To underline the importance of clinical trials, Sullivan cited the thalidomide tragedy – which saw pregnant women in the 1950s and 1960s being given the drug to avoid morning sickness that ultimately caused severe birth defects in their children.

Sullivan said that clinical trials were “even more important” when examining cells, as the range of possible outcomes was multiplied when working on such small scales.


Sullivan criticised the lack of clear leadership and long-term thinking by the Irish government on the issue, saying that “short-term gains in the local interest trump long-gains in the national interest”.

As a ruling by the ECJ cannot be appealed, patent lawyers are now examining the ruling in detail. Sullivan said: “Some think its game over – others say that we might not be able to patent cells but perhaps we can patent the procedure“.

However, he added that “the perception alone is that EU is less favourable for stem cell research than other countries is probably enough to deter investment”.

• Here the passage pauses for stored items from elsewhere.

PR #94, opened 2024-11-02
Add language support for Month/Weekday in Weatherwidget

HugoBalder:
Changed config.template.h, globaltime.cpp and weatherwidget.cpp to use defined language for Month/Weekday in Weatherwidget


firmware/lib/globalTime/globalTime.cpp
```diff
@@ -3,6 +3,21 @@
...
+#ifdef LOC_DE
+   const char LOC_MONTH[12][10] = {"Januar","Februar","März","April","Mai","Juni","Juli","August","September","Oktober","November","Dezember"}; // Define german for month
+   const char LOC_WEEKDAY[7][11] = {"Sonntag","Montag","Dienstag","Mittwoch","Donnerstag","Freitag","Samstag"}; // Define german for weekday
+#endif
+
+#ifdef LOC_FR
+    const char LOC_MONTH[12][10] = {"Janvier", "Février", "Mars", "Avril", "Mai", "Juin", "Juillet", "Août", "Septembre", "Octobre", "Novembre", "Décembre"}; // Define french for month
+    const char LOC_WEEKDAY[7][11] = {"Lundi", "Mardi", "Mercredi", "Jeudi", "Vendredi", "Samedi", "Dimanche"}; // Define french for weekday
+#endif
+
```
flattermann, line 20: I would move the LOC_MONTH/WEEKDAY definitions to globalTime.h.

This keeps the .cpp cleaner.

firmware/src/widgets/weatherWidget.cpp
```diff
@@ -4,6 +4,21 @@
...
+#ifdef LOC_DE
+   const char LOC_MONTH[12][10] = {"Januar","Februar","März","April","Mai","Juni","Juli","August","September","Oktober","November","Dezember"}; // Define german for month
+   const char LOC_WEEKDAY[7][11] = {"Sonntag","Montag","Dienstag","Mittwoch","Donnerstag","Freitag","Samstag"}; // Define german for weekday
+#endif
+
+#ifdef LOC_FR
+    const char LOC_MONTH[12][10] = {"Janvier", "Février", "Mars", "Avril", "Mai", "Juin", "Juillet", "Août", "Septembre", "Octobre", "Novembre", "Décembre"}; // Define french for month
+    const char LOC_WEEKDAY[7][11] = {"Lundi", "Mardi", "Mercredi", "Jeudi", "Vendredi", "Samedi", "Dimanche"}; // Define french for weekday
+#endif
+
```
flattermann, line 21: If you move the LOC_MONTH/WEEKDAY definitions to globalTime.h, you can remove the redundant definitions here.

flattermann (commented):
Looks good, but please move the definitions to globalTime.h.

Did you check if the fonts actually include the special characters for german/french?

flattermann:
It seems that the fonts do not include umlaute and accents. :-(

flattermann:
In the future, it would be nice to include another locale dependent definition like

#LOC_FORMAT_DAYMONTH "%d. %B"

to choose the format of the day/month string, e.g. in german "2. November" (with a dot).

https://en.cppreference.com/w/cpp/chrono/c/strftime

flattermann:
It's actually quite easy if you add

   const String LOC_FORMAT_DAYMONTH = "%d. %B"; // in strftime format

to all your locale definitions (EN without dot, DE/FR with dot) and add a new function in globalTime.cpp:

```
String GlobalTime::getDayAndMonth() {
#ifdef WEATHER_UNITS_METRIC
    String retVal = LOC_FORMAT_DAYMONTH;
    retVal.replace("%d", String(m_day));
    retVal.replace("%B", m_monthName);
    return retVal;
#else
    return String(m_day) + " " + m_monthName;
#endif
}
```

We can call this in the widgets to get the correct format for the different locales.

flattermann:
@HugoBalder:
I added a PR to the dev branch in your repo.

If you merge it in your dev branch, this PR will automatically be updated (because it references your dev branch).

firmware/lib/config/config.h.template
```diff
@@ -17,6 +17,7 @@
 //#define WEB_DATA_WIDGET_URL "" // Use this to make your own widgets using an API/Webdata source
 //#define WEB_DATA_STOCK_WIDGET_URL "http://<insert host here>/stocks.php?stocks=SPY,VT,GOOG,TSLA,GME" // Use this as an alternative to the stock ticker widget
 #define WIDGET_CYCLE_DELAY 0 // Automatically cycle widgets every X ms, set to 0 to disable
+#define LOC_EN // Language selection for Month and Weekday - values are LOC_EN, LOC_DE, LOC_FR
```
ericthelin, line 20: How about instead of three define vars we create one with a value?
#define LOCALE en

#if LOCALE de
...
#elif LOCALE fr
...
#else
...
#endif

It will be much clearer for people adding or using future languages.

brett-dot-tech: I like this approach @ericthelin, just much more user friendly.  If someone can make this change I'll merge it afterward.

flattermann: To make this work, we need an enum with the languages, right?

enum locales {
    de, en, fr
};

Otherwise de, en, fr are probably not defined...

flattermann: enums are not enough.

I think we can only compare it with other definitions, e.g.

```
#define EN 0
#define DE 1
#define FR 2

#define LOCALE FR

#if LOCALE==DE
...
#elif LOCALE==FR
...
#else
...
#endif
```

flattermann: Not sure if "define EN/DE/FR might interfere with anything and we should add a prefix like "LOC_"?

`#define LOC_EN 0`

But this does not look that nice for the user

`#define LOCALE LOC_EN`

flattermann:
@HugoBalder:
There is still the issue that the fonts only include ascii characters.
Can you please adjust the month/weekday names accordingly?

HugoBalder:
Sorry, i don't know what i should adjust ?!?

flattermann:
Please change the month/weeknames so that they only contain ASCII characters (because the fonts can't handle special characters).

E.g. März -> Maerz, Février -> Fevrier

HugoBalder:
Makes sense :) I changed the 'funny' characters to e.g. Maerz and é to e and this ú to u

flattermann (approved):

ericthelin (approved):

Sullivan made a “conservative” estimate that thousands of related jobs could be lost in Europe as a result of the ruling, as investors will simply move funds to countries like the US and China.

“It will decimate the good work that people have put into stem cell research in EU – and the ruling itself has no reference to patients,” he said.

Trying to conduct research without proper funding was like “asking Seamus Heaney to write a Nobel Prize-winning poem without using consonants,” he added.

Human dignity

Sullivan said that there was a “vocal minority” who were opposed to stem cell research because they were concerned with “commodification” of human cells – however, he said, such an approach ultimately led to a reduction in human dignity because patients living with serious diseases were suffering intensely.

“Patients are effectively being ignored,” he said, warning that Europe could be going “back into Dark Ages”.

The ECJ’s ruling, which cannot be appealed, applies to all 27 member states of the EU and includes both procedures in which embryonic-stem-cell lines are created and those that use previously derived cell lines, Reuters reports.

The ruling stated that “a process which involves removal of a stem cell from a human embryo at the blastocyst stage, entailing the destruction of that embryo, cannot be patented”. The blastocyst stage follows fertilisation, when an embryo consists of about 80 to 100 cells.

The ruling also stated that it was “intended to exclude any possibility of patentability where respect for human dignity could thereby be affected”.

Christian groups have welcomed the ruling, with COMECE, the commission of Catholic bishops conferences in the European Union, saying: “Fertilisation marks the beginning of the biological existence of a human being that undergoes a process of development. Therefore the human embryo, at every stage of development, must be considered a human being with potential, and not just a “potential human being”.